(Data to use Opens)

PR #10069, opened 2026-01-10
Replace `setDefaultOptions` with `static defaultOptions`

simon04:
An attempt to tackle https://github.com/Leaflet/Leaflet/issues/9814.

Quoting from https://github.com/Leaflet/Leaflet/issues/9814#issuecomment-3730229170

(Data to use Closes)
(Data to use Opens)

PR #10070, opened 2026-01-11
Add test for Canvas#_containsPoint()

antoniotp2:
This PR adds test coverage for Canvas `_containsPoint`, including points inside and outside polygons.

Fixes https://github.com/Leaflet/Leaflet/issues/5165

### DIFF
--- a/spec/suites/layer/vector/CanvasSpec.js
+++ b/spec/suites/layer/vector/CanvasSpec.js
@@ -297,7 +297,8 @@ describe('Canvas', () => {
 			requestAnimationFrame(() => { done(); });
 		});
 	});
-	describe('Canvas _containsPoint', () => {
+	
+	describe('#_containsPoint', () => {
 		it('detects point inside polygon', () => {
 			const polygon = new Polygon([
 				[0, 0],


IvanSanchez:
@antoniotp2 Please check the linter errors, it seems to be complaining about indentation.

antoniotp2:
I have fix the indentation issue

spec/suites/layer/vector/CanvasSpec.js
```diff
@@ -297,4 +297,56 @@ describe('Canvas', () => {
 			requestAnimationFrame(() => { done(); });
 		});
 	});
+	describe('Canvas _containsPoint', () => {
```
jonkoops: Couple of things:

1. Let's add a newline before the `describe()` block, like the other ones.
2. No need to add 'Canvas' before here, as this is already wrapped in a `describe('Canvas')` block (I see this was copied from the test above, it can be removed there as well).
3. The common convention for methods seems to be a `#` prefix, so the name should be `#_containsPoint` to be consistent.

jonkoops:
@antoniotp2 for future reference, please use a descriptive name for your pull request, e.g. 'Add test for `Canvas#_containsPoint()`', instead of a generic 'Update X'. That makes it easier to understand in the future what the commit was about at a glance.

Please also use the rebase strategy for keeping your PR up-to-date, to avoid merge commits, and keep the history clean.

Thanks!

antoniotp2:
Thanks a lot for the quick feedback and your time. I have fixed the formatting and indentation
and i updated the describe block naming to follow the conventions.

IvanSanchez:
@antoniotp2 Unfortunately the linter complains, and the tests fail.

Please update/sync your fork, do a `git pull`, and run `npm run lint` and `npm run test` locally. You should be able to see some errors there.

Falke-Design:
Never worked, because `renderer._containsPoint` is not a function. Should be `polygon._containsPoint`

(Data to use Closes)
(Data to use Opens)

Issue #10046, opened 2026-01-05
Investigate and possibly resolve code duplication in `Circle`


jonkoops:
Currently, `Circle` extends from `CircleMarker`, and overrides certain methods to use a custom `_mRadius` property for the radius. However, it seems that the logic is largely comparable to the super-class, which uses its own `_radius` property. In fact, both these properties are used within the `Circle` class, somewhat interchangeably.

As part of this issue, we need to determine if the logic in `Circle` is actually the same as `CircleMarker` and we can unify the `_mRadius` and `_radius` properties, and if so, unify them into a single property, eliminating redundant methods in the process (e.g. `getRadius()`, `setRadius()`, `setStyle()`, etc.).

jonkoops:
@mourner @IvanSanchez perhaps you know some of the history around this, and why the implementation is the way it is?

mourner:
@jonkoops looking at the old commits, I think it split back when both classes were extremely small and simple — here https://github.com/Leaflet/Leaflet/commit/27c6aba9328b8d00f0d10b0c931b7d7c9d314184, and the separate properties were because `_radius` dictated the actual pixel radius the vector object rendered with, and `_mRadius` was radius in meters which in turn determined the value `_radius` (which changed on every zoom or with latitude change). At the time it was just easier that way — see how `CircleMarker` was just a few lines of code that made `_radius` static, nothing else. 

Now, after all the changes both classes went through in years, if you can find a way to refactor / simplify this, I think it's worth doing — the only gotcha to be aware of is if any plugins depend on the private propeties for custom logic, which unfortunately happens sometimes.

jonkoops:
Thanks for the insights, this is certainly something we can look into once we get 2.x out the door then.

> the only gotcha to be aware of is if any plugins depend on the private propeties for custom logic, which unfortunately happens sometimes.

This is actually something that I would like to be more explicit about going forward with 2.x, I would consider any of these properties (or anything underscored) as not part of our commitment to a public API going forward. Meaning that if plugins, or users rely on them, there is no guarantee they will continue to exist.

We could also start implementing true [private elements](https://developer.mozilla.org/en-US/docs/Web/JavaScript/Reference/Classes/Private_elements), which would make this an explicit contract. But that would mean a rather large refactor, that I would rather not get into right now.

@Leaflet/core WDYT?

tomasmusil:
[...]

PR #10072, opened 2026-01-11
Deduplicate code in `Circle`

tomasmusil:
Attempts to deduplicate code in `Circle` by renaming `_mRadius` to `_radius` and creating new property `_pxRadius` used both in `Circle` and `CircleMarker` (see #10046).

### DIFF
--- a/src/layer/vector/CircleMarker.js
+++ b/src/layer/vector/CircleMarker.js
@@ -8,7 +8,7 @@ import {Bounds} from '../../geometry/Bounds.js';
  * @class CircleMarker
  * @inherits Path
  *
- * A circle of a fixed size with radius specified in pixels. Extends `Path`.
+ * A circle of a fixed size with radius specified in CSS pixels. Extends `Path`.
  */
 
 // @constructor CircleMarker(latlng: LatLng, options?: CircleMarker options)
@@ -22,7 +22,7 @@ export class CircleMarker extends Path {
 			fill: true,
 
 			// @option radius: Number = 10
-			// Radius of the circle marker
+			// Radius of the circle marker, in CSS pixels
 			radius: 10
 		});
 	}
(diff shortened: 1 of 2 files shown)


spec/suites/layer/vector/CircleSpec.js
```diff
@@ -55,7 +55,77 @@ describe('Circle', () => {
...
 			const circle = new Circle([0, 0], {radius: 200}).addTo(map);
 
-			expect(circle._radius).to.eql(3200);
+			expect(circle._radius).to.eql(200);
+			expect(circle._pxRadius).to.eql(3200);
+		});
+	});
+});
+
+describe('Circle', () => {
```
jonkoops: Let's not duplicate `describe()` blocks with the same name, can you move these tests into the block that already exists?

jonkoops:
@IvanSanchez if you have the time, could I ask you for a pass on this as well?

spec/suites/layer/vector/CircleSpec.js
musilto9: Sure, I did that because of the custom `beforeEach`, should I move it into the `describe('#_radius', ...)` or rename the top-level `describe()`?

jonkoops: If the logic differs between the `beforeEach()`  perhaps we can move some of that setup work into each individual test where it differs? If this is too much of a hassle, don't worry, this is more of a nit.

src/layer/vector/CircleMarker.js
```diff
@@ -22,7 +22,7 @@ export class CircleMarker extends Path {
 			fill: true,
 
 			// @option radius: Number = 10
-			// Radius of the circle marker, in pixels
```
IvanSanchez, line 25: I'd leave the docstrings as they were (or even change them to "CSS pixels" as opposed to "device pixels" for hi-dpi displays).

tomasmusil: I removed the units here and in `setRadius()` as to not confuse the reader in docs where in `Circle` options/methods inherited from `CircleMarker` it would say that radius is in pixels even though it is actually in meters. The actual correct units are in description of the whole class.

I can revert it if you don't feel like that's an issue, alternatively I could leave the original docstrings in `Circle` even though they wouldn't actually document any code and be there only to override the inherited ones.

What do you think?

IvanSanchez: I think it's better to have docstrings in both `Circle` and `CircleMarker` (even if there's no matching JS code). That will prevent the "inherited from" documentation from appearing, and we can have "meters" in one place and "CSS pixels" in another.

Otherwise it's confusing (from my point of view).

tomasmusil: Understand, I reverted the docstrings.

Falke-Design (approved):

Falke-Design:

(Data to use Closes)

▶ **Brief**:
The answer consists of the lines above that include the word "where", each copied exactly.

▶ **Your response**:
jonkoops: If the logic differs between the `beforeEach()`  perhaps we can move some of that setup work into each individual test where it differs? If this is too much of a hassle, don't worry, this is more of a nit.
tomasmusil: I removed the units here and in `setRadius()` as to not confuse the reader in docs where in `Circle` options/methods inherited from `CircleMarker` it would say that radius is in pixels even though it is actually in meters. The actual correct units are in description of the whole class.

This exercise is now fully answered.